Supplied data below:

PR #931, opened 2026-07-07
JS: share the Renderer facade between the napi and wasm bindings

kane50613:
## Why
The `@takumi-rs/core` (napi) and `@takumi-rs/wasm` `Renderer` wrappers held byte-identical option types and four near-identical async methods, so every option had to be written twice. They had already drifted on cancellation: napi forwarded `signal` to the native call but never guarded the network-bound resource resolution, while wasm guarded around resolution but could not forward. Same public API, different abort behavior per backend.

## What
Add `prepareRenderInput` and the `BackendRenderOptions`/`BackendAnimationOptions`/`BackendSvgOptions` types to `@takumi-rs/helpers/renderer`. Both bindings now derive their option types from these and route every render method through the shared body, which checks `signal` before and after resolving fonts and images and returns it for the backend to forward when it can (napi does, wasm has no native signal). On native, an already-aborted signal now throws before any resource fetch. wasm keeps its `renderAsDataUrl` and `free`. New facade and abort-regression tests cover the shared body.

## Summary by CodeRabbit

* **New Features**
  * Shared rendering input handling now powers both native and web builds, keeping behavior aligned across backends.
  * Rendering now supports more consistent cancellation checks during resource loading.

* **Bug Fixes**
  * Improved abort handling so cancelled renders stop earlier and avoid unnecessary resource fetching.
  * Standardized font, image, and scene resource resolution across render, image, SVG, and animation flows.

* **Refactor**
  * Consolidated rendering option handling and input preparation into a single shared path.
  * Simplified backend-specific rendering methods by reusing common prepared inputs.

### DIFF
--- a/.tegami/share-renderer-facade.md
+++ b/.tegami/share-renderer-facade.md
@@ -1,0 +1,17 @@
+---
+packages:
+  npm:@takumi-rs/helpers:
+    type: minor
+  npm:@takumi-rs/core:
+    type: minor
+  npm:@takumi-rs/wasm:
+    type: minor
+---
+
+### Share the renderer facade between the napi and wasm bindings
+
+The napi and wasm `Renderer` wrappers now build on a shared `prepareRenderInput`
+helper in `@takumi-rs/helpers/renderer`, so their option types and render bodies
+live in one place. Both backends check `signal` before and after resolving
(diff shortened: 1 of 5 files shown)


kane50613:
@coderabbitai review

PR #964, opened 2026-07-14
Core: claim generic font families from the JS font API

kane50613:
## Why

The engine resolves CSS generic families (`monospace`, `sans-serif`, ...) through fontique's generic registry, and Tailwind's `font-mono` maps straight to the `monospace` generic — but the JS font API had no way to claim one. Registering a mono font did nothing for `font-mono`; every use needed an explicit `fontFamily`, and fonts registered by one component leaked into the default stack of the next render on a shared renderer with no way to scope them.

## What

- Font descriptors accept `generic` (CSS keyword: `monospace`, `serif`, `ui-monospace`, ...) across napi, wasm, and the shared helpers types; the value parses via `GenericFamily: FromStr` (delegating to parlance's keyword parser) and registers through `FontResource::generic_family`.
- Unknown keywords reject at registration with `FontError::UnknownGenericFamily`.
- napi test pins the behavior: a font registered with `generic: "monospace"` renders `font-family: monospace` byte-identical to naming the family, and without the claim it doesn't.
- Docs cover the field; the text-fit example loads Geist Mono with `generic: "monospace"` and keeps `font-mono`, and the example harness gets a fresh renderer per component so one component's fonts no longer leak into the next one's default stack.

## Summary by CodeRabbit

* **New Features**
  * You can now register fonts using CSS generic family keywords (e.g., `monospace`, `serif`, `system-ui`).
  * Font stacks can resolve to previously registered fonts via the `generic` setting (without an explicit family name).
  * Added support for generic fonts across JavaScript, Node, and WebAssembly environments.
* **Documentation**
  * Updated typography/font configuration docs and examples to include the new `generic` option.
* **Bug Fixes**
  * Font registrations are isolated between renders so configurations don’t persist unexpectedly.
* **Tests**
  * Added coverage for correct generic resolution and rejection of invalid generic keywords.


kane50613:
Also swaps the embedded last-resort Geist to wght 300..800: trimming the subset to `ccmp`/`kern`/`liga` (the `'*'` feature set carried ss01-10/aalt alternates a last-resort face never uses) pays for the extra weight range — 23,616 bytes vs 23,808 before. Verified weights 300/400/600/800 plus ligatures and kerning render correctly; 300 was previously clamped to 400.

PR #968, opened 2026-07-14
Helpers: support generic on googleFonts families

kane50613:
## Why

#964 lets a font claim a CSS generic family, but `googleFonts` had no way to pass one through — loading a mono family from Google Fonts still left `font-mono` unresolved.

## What

- `googleFonts` family objects accept `generic`; it propagates to every coverage subset the family produces and joins the subset's dedup key.
- `GenericFontFamily` moves to `fonts.ts` (renderer.ts already imports from it; the reverse import was circular).
- Docs list the field, and the helpers test pins propagation and the unclaimed default.

## Summary by CodeRabbit

* **New Features**
  * Google Fonts families can now specify a CSS generic family, such as `serif` or `sans-serif`.
  * The selected generic family is applied consistently across all loaded font subsets, improving font stack resolution.

* **Documentation**
  * Updated typography documentation with details about the new `generic` option.
  * Added a changelog entry describing generic family propagation.

### DIFF
--- a/.tegami/google-fonts-generic.md
+++ b/.tegami/google-fonts-generic.md
@@ -5,4 +5,4 @@ packages:
 
 ### Support generic on googleFonts families
 
-A family's `generic` (e.g. `"monospace"`) propagates to every loaded coverage subset, so generic stacks like `font-mono` resolve to it. Families Google Fonts categorizes as Monospace claim it automatically.
+A family's `generic` (e.g. `"monospace"`) propagates to every loaded coverage subset, so generic stacks like `font-mono` resolve to it.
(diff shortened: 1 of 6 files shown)


kane50613:
Follow-up: families Google Fonts categorizes as Monospace now claim `generic: "monospace"` automatically (explicit `generic` still wins). The catalog generator unions the metadata category with a word-bounded `mono`/`code` name check — Google's own category misses real mono faces (Cascadia Code/Mono, Noto Sans Mono, SUSE Mono, Atkinson Hyperlegible Mono, M PLUS Code Latin, Rubik Mono One), and the name rule recovers exactly those with zero false positives against the current 1942-family catalog. 58 names, ~1KB in the bundle, emitted at build time so it's auditable and tracks catalog updates.

kane50613:
Reverted the auto-monospace list — the heuristic surface (Google's own misclassifications + name rules) carries more edge cases than the feature is worth. `generic` stays explicit opt-in.

PR #979, opened 2026-07-16
Core: feed filter layers to resvg without a PNG roundtrip

kane50613:
## Why

`apply_svg_filter` unpremultiplied the layer, encoded it to PNG, and had resvg decode and re-premultiply it, only because `usvg::ImageKind` had no raw-pixel variant. Vendoring resvg (#978) lets us add one.

## What

- Add `ImageKind::Raw { width, height, data }` to the vendored usvg tree: premultiplied RGBA8, sized directly, decoded by wrapping the buffer in a pixmap.
- `apply_svg_filter` now hands the layer pixels to the resolver as `Raw`; the unpremultiply + PNG encode/decode path is gone.
- `showcase_chrome_text.webp` may shift within test tolerance: the filter input no longer goes through an 8-bit unpremultiply/premultiply quantization. Will patch the golden from the CI artifact if it drifts there.

Stacked on #978.

https://claude.ai/code/session_01VkYpKpgHYAd971sQRiJZDV


kane50613:
Tried the more direct route (skip `resvg::render`, call `filter::apply` straight on the layer pixmap): `showcase_chrome_text` panics at `lighting.rs:185` (`src.width == dest.width`). The default filter region is -10%/120% of the element bbox, so it extends past the canvas; `render_group` sizes the intermediate layer to bbox + region and crops back after applying, and that logic lives in the render path. Calling `filter::apply` directly would mean duplicating that layer-bounds handling here, so the render call stays and only the PNG roundtrip goes.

End of Supplied data.

▶ [The task]: Which lines of the entries above contain the word "stacks"? Copy each of them.

▶ [Answer to this problem]:
  * Font stacks can resolve to previously registered fonts via the `generic` setting (without an explicit family name).
-A family's `generic` (e.g. `"monospace"`) propagates to every loaded coverage subset, so generic stacks like `font-mono` resolve to it. Families Google Fonts categorizes as Monospace claim it automatically.
+A family's `generic` (e.g. `"monospace"`) propagates to every loaded coverage subset, so generic stacks like `font-mono` resolve to it.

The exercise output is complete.